In fact, the Indian government has indeed changed its tone.

The government has long opposed the introduction of hybrid cars, but in September last year, it was sponsored by the Indian Automobile Manufacturers Association (SIAM) At the annual automobile manufacturer conference, Minister of Road and Highway Transport Nitin Gadkari stated that he agreed to give tax incentives to hybrid cars:

“Previously, we have reduced the consumption tax on electric cars, and now I am trying to help hybrid cars enjoy the same treatment. I have already contacted the Ministry of Finance and manufacturers should take positive action. Only then , It ’s only possible for hybrids to join the ‘tax-cut club’. “

That being said, the industry ’s attitude towards hybrid cars has not yet reached a consensus. Japanese manufacturers such as Suzuki, Toyota, and Honda prefer hybrids; Indian companies such as Tata and Ma Hengda prefer to take the lead in the field of electric vehicles; Hyundai and many European car manufacturers are on the sidelines. Since these companies have global production lines in both “hybrid” and “electric”, they can make choices based on market changes.

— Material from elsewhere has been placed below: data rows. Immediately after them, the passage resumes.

PR #2435, opened 2025-10-14
chore: Bump version 1.0.16

ranadeepsingh:

Bump up SynpaseML to v1.0.16

Adding:
- working scripts and readme to auto bump or revert changes in future to make bumping version easier

### DIFF
--- a/cognitive/src/main/python/synapse/ml/services/openai/OpenAIDefaults.py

“It is true that with the introduction of stricter CAFÉ standards (Company Average Fuel Economy Standards), hybrid vehicles will indeed help the environment. But hybrid vehicles and electric vehicles are still not comparable. Hybrid It is a transitional state towards electric. So even if we also have the relevant technology, our focus is still on electric vehicles. “Chandra of Tata Motors believes that electric vehicles are the ultimate solution to climate change.

It is worth mentioning that the battle for technology around the future transportation and mobility industries may also include geopolitical factors.

At present, China has become a leader in electric vehicle technology, and they also have an advantage in the battery supply chain. Based on this, many people are beginning to worry that when the era of electric vehicles is fully reached, the world will surrender to China. By then, India, the world’s fourth largest car market, may also be heavily affected by it. Today’s Indian electric vehicle revolution is, in terms of connotation, actually turning oil imports into West Asia into aChina, Latin America and Africa import lithium, cobalt, graphite, nickel.

“Everywhere in the world today, there is a confrontation between China and the United States. They are fighting in various fields, they are fighting for world leadership, and they are eager to stop relying on oil.” Said Global Chairman Dieter Becker.

In terms of energy vehicles, the three largest markets in the world have made their statements. The answer given by China is electricity, the US answer is gasoline, and Japan is hybrid and fuel cell vehicles. As India’s fourth largest market today and tomorrow’s third largest market, India should make up its mind early.